Once you find the line containing "danderson, line 5: Same" in the data below, copy it and each following line exactly, up to and including the line containing "back, with arithmetic.", and nothing else.

Dataset entries:
===
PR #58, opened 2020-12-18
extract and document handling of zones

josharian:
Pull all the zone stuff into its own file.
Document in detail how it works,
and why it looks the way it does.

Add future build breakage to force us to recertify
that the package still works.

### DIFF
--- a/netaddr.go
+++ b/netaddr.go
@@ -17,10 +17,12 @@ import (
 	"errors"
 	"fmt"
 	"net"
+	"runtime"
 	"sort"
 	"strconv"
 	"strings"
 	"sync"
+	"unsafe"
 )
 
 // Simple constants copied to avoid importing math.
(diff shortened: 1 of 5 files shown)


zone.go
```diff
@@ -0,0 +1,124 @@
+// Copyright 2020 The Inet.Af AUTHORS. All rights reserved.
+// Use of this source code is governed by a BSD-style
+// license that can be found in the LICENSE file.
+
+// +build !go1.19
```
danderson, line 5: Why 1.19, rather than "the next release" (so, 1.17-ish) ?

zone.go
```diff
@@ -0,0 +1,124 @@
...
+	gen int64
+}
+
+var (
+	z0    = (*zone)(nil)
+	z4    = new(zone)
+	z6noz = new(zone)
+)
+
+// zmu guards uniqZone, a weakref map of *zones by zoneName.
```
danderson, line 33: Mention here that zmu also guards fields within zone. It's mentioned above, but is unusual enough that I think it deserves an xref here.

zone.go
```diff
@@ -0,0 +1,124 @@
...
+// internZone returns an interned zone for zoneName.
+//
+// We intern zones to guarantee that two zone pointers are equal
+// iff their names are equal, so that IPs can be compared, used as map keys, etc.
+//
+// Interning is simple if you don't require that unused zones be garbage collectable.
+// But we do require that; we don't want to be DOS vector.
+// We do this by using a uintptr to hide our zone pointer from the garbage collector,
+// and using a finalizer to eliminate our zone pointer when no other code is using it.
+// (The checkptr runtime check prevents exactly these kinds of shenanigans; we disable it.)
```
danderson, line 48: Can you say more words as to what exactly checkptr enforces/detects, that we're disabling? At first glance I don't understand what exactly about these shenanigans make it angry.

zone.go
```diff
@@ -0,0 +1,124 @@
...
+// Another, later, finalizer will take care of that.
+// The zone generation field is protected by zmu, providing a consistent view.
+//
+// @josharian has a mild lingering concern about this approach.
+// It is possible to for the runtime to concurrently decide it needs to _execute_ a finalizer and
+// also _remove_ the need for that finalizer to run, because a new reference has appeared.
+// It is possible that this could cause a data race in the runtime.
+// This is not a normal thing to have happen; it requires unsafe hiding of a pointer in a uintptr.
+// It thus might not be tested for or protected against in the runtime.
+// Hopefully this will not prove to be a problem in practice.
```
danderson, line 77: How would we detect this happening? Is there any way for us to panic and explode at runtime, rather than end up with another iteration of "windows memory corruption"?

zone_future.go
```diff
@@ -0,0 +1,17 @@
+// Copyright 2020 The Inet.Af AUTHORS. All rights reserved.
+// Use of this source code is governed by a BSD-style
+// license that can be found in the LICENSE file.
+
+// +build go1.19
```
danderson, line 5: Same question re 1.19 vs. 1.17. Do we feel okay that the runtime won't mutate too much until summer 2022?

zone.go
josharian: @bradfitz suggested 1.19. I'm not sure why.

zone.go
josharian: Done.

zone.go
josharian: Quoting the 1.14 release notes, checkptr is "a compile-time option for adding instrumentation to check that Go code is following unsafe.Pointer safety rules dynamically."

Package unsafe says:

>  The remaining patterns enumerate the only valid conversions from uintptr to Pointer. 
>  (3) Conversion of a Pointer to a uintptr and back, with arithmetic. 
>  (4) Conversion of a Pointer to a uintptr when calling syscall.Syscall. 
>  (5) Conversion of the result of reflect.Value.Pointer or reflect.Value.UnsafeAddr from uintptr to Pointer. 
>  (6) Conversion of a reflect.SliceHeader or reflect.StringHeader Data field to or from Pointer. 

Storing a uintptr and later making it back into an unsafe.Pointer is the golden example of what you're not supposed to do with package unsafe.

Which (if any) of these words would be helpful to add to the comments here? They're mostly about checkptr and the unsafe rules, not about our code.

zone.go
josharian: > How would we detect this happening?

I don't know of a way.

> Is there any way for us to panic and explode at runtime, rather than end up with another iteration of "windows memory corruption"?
===
SOLUTION TO THE EXERCISE:
danderson, line 5: Same question re 1.19 vs. 1.17. Do we feel okay that the runtime won't mutate too much until summer 2022?

zone.go
josharian: @bradfitz suggested 1.19. I'm not sure why.

zone.go
josharian: Done.

zone.go
josharian: Quoting the 1.14 release notes, checkptr is "a compile-time option for adding instrumentation to check that Go code is following unsafe.Pointer safety rules dynamically."

Package unsafe says:

>  The remaining patterns enumerate the only valid conversions from uintptr to Pointer. 
>  (3) Conversion of a Pointer to a uintptr and back, with arithmetic. 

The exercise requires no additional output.